25 Grad und Sonne satt im Freistaat und alles strömt wieder raus zum Grillen!
Aber: Grillen ist nicht gleich Grillen!
Bei kaum einer anderen Art des Kochens kommen die unterschiedlichen Persönlichkeiten so zur Geltung wie beim GRILLEN.
Denn da geht es oft nur in zweiter Linie um das Essen.
Es ist vielmehr ein gesellschaftliches Erlebnis und im Zentrum steht der Chef des Abends: Der Grillmeister!
Grillen ist fest in männlicher Hand. Bei mehr als zwei Drittel der Grillfeste steht ein Mann hinter’m Rost. Selbst dann, wenn er in der Küche gerade mal Nudeln mit Tomatensoße gebacken bekommt.
Trotzdem grillt jeder anders!


Der Redenschwinger
... weiß alles übers Grillen. Aber nur theoretisch. Er kann zwar gut von seinen opulenten Grillabenden erzählen und beschreiben, wie Schweinemedaillons mit Rosmarin lecker mariniert werden, so dass jedem das Wasser im Munde zusammenläuft, aber mehr bringt er auch nicht zustande. Die Kühlbox steht bereit, bleibt aber erst mal zu.
Das Bier fließt dagegen in Strömen und dann endlich – der Abend ist schon fast vorbei – wird der Grill angeschmissen.
Das Ergebnis seiner Kochkünste reicht zwar nicht annähernd an die versprochenen Genüsse heran, aber seine Gäste sind mittlerweile schon so hungrig und betrunken, dass es am Ende keiner merkt.
Der Fleisch-Tiger
... kennt den Spruch "weniger ist mehr" nicht. Berge von rohem Fleisch türmen sich vor’m Grill. Der Grilltiger hat nämlich Angst, jemand auf seiner Grillparty könnte ja nicht satt werden. Und da er die einzelnen kulinarischen Vorlieben der Gäste nicht immer genau kennt, gibt’s eben von allem etwas.
Den ganzen Nachmittag hat der Fleischtiger damit verbracht, das Fleisch vorzubereiten und zu marinieren.
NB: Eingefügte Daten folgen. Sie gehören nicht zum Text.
PR #1331, opened 2026-06-25
[WIP] Expose request_logs as a read-only subcollection of all request types

jrafanie:
Request logs were already being tracked per-request in the database but were
not exposed through the API. This changes makes them accessible without
introducing new RBAC complexity - if a user can view the request, they can
view its logs.

The subcollection reuses the miq_request_show identifier so no new product
features need to be defined or granted. The same pattern is applied across
all four request collections (requests, service_requests, provision_requests,
and automation_requests) for consistency.

### DIFF
--- a/config/api.yml
+++ b/config/api.yml
@@ -345,6 +345,7 @@
     :klass: AutomationRequest
     :subcollections:
     - :request_tasks
+    - :request_logs
     :collection_actions:
       :get:
       - :name: read
@@ -2989,6 +2990,7 @@
     :klass: MiqProvisionRequest
     :subcollections:
     - :request_tasks
+    - :request_logs
     :collection_actions:
       :get:
       - :name: read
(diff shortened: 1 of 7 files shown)


config/api.yml
```diff
@@ -345,6 +345,7 @@
     :klass: AutomationRequest
     :subcollections:
     - :request_tasks
+    - :request_logs
```
Fryguy, line 348: Alphabetical.

🏃💨

jrafanie: OH, we added @Fryguy as a test


```
  1) API configuration (config/api.yml) collections is sorted a-z
     Failure/Error: expect(actual).to eq(expected)

       expected: [:accounts, :actions, :alert_actions, :alert_definition_profiles, :alert_definitions, :alerts, :auth,...mplates, :tenant_groups, :tenants, :time_profiles, :users, :vms, :volume_mappings, :widgets, :zones]
            got: [:accounts, :actions, :alert_actions, :alert_definition_profiles, :alert_definitions, :alerts, :auth,...mplates, :tenant_groups, :tenants, :time_profiles, :users, :vms, :volume_mappings, :widgets, :zones]

       (compared using ==)

       Diff:

       @@ -106,8 +106,8 @@
         :rates,
         :regions,
         :reports,
       - :request_logs,
         :request_tasks,
       + :request_logs,
         :requests,
         :resource_actions,
         :resource_pools,
     # ./spec/lib/api/api_config_spec.rb:10:in `block (3 levels) in <top (required)>'
```

config/api.yml
```diff
@@ -3275,7 +3277,20 @@
...
+  :request_logs:
+    :description: Request Logs
+    :options:
+    - :subcollection
+    :verbs: *g
+    :klass: RequestLog
+    :subcollection_actions:
+      :get:
+      - :name: read
+        :identifier: miq_request_show
```
jrafanie, line 3289: I need to double check what the classic UI and (if the service UI has it, which it might not) uses in order to determine who can see request logs... the current logic is to show request logs for people who can see the request.

PR #340, opened 2021-06-28
Write backend code for github integration

apoorv1316:
Feature: Add GitHub as a data source


Navaneeth-pk:
This feature will be handled during the migration of the server to Node.js.

PR #345, opened 2021-06-28
Rename class to className

prasadwalvekar:


prasadwalvekar:
@Navaneeth-pk Please review.

PR #346, opened 2021-06-28
Add select dropdown that shows all apps.

prasadwalvekar:
### Fixes

[Replace dynamic query input with select dropdown for 'Go to app' action](https://github.com/ToolJet/ToolJet/issues/347)

### Changes

- Add `apps: []` to editor state so that it can be passed as part of `currentState`
- Replace `<CodeHinter />` with `<SelectSearch />`

### Loom

https://www.loom.com/share/416ef743d14d4dd9b7656dadd812d8cb

### DIFF
--- a/frontend/src/Editor/Inspector/EventSelector.jsx
+++ b/frontend/src/Editor/Inspector/EventSelector.jsx
@@ -129,9 +129,9 @@ export const EventSelector = ({
                   <SelectSearch
                     options={getAllApps()}
                     search={true}
-                    value={definition.options.appId}
+                    value={definition.options.slug}
                     onChange={(value) => {
-                      eventOptionUpdated(param, 'appId', value, extraData);
+                      eventOptionUpdated(param, 'slug', value, extraData);
                     }}
                     filterOptions={fuzzySearch}
                     placeholder="Select.."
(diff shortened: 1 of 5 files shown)


prasadwalvekar:
@Navaneeth-pk Please review.

frontend/src/Editor/Inspector/EventSelector.jsx
```diff
@@ -115,10 +126,15 @@ export const EventSelector = ({
...
-                  <CodeHinter
-                    currentState={currentState}
-                    initialValue={definition.options.appId}
-                    onChange={(value) => eventOptionUpdated(param, 'appId', value, extraData)}
+                  <SelectSearch
+                    options={getAllApps()}
+                    search={true}
+                    value={definition.options.appId}
+                    onChange={(value) => {
+                      eventOptionUpdated(param, 'appId', value, extraData);
```
Navaneeth-pk, line 134: It should be `slug` instead of `appId` right? I think I made that mistake while building the go to app action. Can you please clean that up in this PR?

prasadwalvekar: Done.

Issue #312, opened 2021-06-25
Feature: Delete rows from Google sheets


Navaneeth-pk:
Description: We need to add a new operation for the Google sheets query editor to delete a row from a sheet. 

API reference: https://developers.google.com/sheets/api/samples/rowcolumn#delete_rows_or_columns

Options needed for the operation: 
a) Sheet ID 
b) Sheet name 
c) Row Index 

The row at the given index should be deleted from the sheet.

nisusam:
Hey @Navaneeth-pk I'll pick this up

PR #354, opened 2021-06-29
Add feature `delete row from Google sheets`

nisusam:
- Fix https://github.com/ToolJet/ToolJet/issues/312


frontend/src/Editor/QueryManager/QueryEditors/Googlesheets.jsx
```diff
@@ -117,6 +118,24 @@ class Googlesheets extends React.Component {
           </div>
       )}
 
+      {this.state.options.operation === 'delete' && (
```
Navaneeth-pk, line 121: id the of the oepration should be `delete_row` instead of `delete` so that it won't be confusing when we add the 'delete spreadsheet' operation.

nisusam: Thanks @Navaneeth-pk  for pointing this out.

PR #356, opened 2021-06-29
Fixes share button failing to load modal intermittently

### LINKED ISSUE #305: Share and manage users modal fails to load intermittently on app editor page
### Environment
Any

Share and manage users modal on editor page should not fail to load

The modal fails to load intermittently due to API call to the server being failed

1. Click on edit app from homepage listing
2. Check at console logs if xhr failure is present to the server to fetch app users
3. Click on share button to observe it not being loaded

### Screenshots or Screencast
image
image

### Any possible solutions?
Render the modal only if app id is present

https://github.com/ToolJet/ToolJet/blob/develop/frontend/src/Editor/Editor.jsx#L556

Yes

aksh93:
Fixes #305 

The component `ManageAppUsers` fetches users based on the app id but currently, we don't check explicitly whether app id is present before rendering the component

### DIFF
--- a/frontend/src/Editor/Editor.jsx
+++ b/frontend/src/Editor/Editor.jsx
@@ -52,6 +52,7 @@ class Editor extends React.Component {
 
     this.state = {
       currentUser: authenticationService.currentUserValue,
+      app: {},
       allComponentTypes: componentTypes,
       queryPaneHeight: '30%',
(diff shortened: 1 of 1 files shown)


Navaneeth-pk (approved):
looks good to me.

Issue #177, opened 2021-05-28
User role drop down not collapsing properly


jithindasad:
**Description:**
User role's drop down menu can be enhanced.

**Refer:**
![IMAGE 2021-05-28 18:07:33](https://user-images.githubusercontent.com/26083775/119984884-93032080-bfdf-11eb-9ddb-67ef66981a0a.jpg)

virajbahulkar:
I will work on it.

PR #382, opened 2021-07-06
Fix user role dropdown not collapsing

virajbahulkar:
### Issue - [User role drop down not collapsing properly #177](https://github.com/ToolJet/ToolJet/issues/177)

Loom - 

https://www.loom.com/share/c742e2734d08431b959bd05ad578cfe5

### DIFF
--- a/frontend/src/ManageOrgUsers/ManageOrgUsers.jsx
+++ b/frontend/src/ManageOrgUsers/ManageOrgUsers.jsx
@@ -220,7 +220,7 @@ class ManageOrgUsers extends React.Component {
             {!showNewUserForm && (
               <div className="container-xl">
                 <div className="card">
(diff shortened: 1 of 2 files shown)


frontend/src/ManageOrgUsers/ManageOrgUsers.jsx
```diff
@@ -220,7 +220,7 @@ class ManageOrgUsers extends React.Component {
             {!showNewUserForm && (
               <div className="container-xl">
                 <div className="card">
-                  <div className="card-table table-responsive table-bordered">
+                  <div className="card-table table-responsive table-bordered userTable">
```
Navaneeth-pk, line 223: please use `user-table` instead of `userTable` to be consistent with other class names.

Issue #389, opened 2021-07-09
Version saving status is showing on all 'save' buttons


Navaneeth-pk:
If an app is having multiple versions, all the `save` buttons show the `saving` status when one button is clicked. 

https://www.loom.com/share/8fd38d92f3c848e3863144a2660189fc

keshavbiswa:
@Navaneeth-pk you can assign this to me

PR #390, opened 2021-07-09
Fix version saving status is showing on all 'save' buttons

keshavbiswa:
Fixes: #389

### DIFF
--- a/frontend/src/Editor/SaveAndPreview.jsx
+++ b/frontend/src/Editor/SaveAndPreview.jsx
@@ -52,18 +52,18 @@ class SaveAndPreview extends React.Component {
   };
 
   saveVersion = (versionId) => {
-    this.setState({ isSaving: versionId });
+    this.setState({ savingVersionId: versionId });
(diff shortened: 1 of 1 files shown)


frontend/src/Editor/SaveAndPreview.jsx
```diff
@@ -52,18 +52,18 @@ class SaveAndPreview extends React.Component {
   };
 
   saveVersion = (versionId) => {
-    this.setState({ isSaving: true });
+    this.setState({ isSaving: versionId });
```
Navaneeth-pk, line 55: the name `isSaving` signifies a boolean, can we change the name of the variable to something like `savingVersionId` or `savingVersion`?

Same suggestion for `isDeploying`

keshavbiswa: Sure will make the change right away @Navaneeth-pk

Navaneeth-pk (approved):

Issue #311, opened 2021-06-25
Feature: Support for modifying data on Google sheets


Navaneeth-pk:
ToolJet can read data and add new rows, we need to add the ability to update the data in a sheet.

Sheets API Reference: https://developers.google.com/sheets/api/samples/writing

Name of the operation: 'Update row'

Required options for the update query: 
a) Sheet ID - Id of the Google sheet
b) Sheet name - name of the sheet
c) Row Index - index of the row that needs to be changed
d) Values - JSON object. For example if the sheet headers have name, email and id, and if we need to update name and email, the JSON object will look like: 

```json
{ 
 "name": "new name",
 "email": "new email
}
```

nisusam:
Hey @Navaneeth-pk I'll pick this up

PR #395, opened 2021-07-13
Update google sheet row

alkesh26:
Fixes: #311

### DIFF
--- a/frontend/src/Editor/QueryManager/QueryEditors/Googlesheets.jsx
+++ b/frontend/src/Editor/QueryManager/QueryEditors/Googlesheets.jsx
@@ -47,6 +47,10 @@ class Googlesheets extends React.Component {
     );
   };
 
+  changeRowDetails = () => {
+
+  }
+
   render() {
     const { options } = this.props;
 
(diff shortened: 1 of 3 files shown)


frontend/src/Editor/QueryManager/QueryEditors/Googlesheets.jsx
```diff
@@ -47,6 +47,10 @@ class Googlesheets extends React.Component {
     );
   };
 
+  changeRowDetails = () => {
```
Navaneeth-pk, line 50: We can remove this, right?

frontend/src/Editor/QueryManager/QueryEditors/Googlesheets.jsx
```diff
@@ -136,6 +141,35 @@ class Googlesheets extends React.Component {
         </div>
       )}
 
+      {this.state.options.operation === 'update_row' && (
+        <React.Fragment>
+          <div className="mb-3 mt-2 row">
+            <div className="col">
+              <label className="form-label">Update row number</label>
```
Navaneeth-pk, line 148: `Update row number` should be `Row index`

Navaneeth-pk:
This feature will be handled during the migration of server to JS.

Für die Zubereitung der Salate ist da nicht mehr viel Zeit geblieben. Aber für Vegetarier hat er ohnehin nur ein verächtliches Lächeln übrig.
Die Grillkohle ist schon startklar für das Grillgut, wenn die ersten Besucher kommen, damit keine Zeit für das große Fressen verloren geht. Die Qualität des Fleisches ist gut, die Menge noch besser.
Der Elektrogrill-Fan
... kennt keine Lagerfeuerromantik. Eigentlich hält er vom Grillen sowieso nicht so viel, und er kann nicht verstehen, warum man im Garten mit Feuer rumfuhrwerken sollte, wenn in der Küche die neuesten Elektrogeräte zur Verfügung stehen. Aber er hat akzeptiert, dass die meisten Menschen eine für ihn unerklärliche Vorliebe fürs Grillen haben.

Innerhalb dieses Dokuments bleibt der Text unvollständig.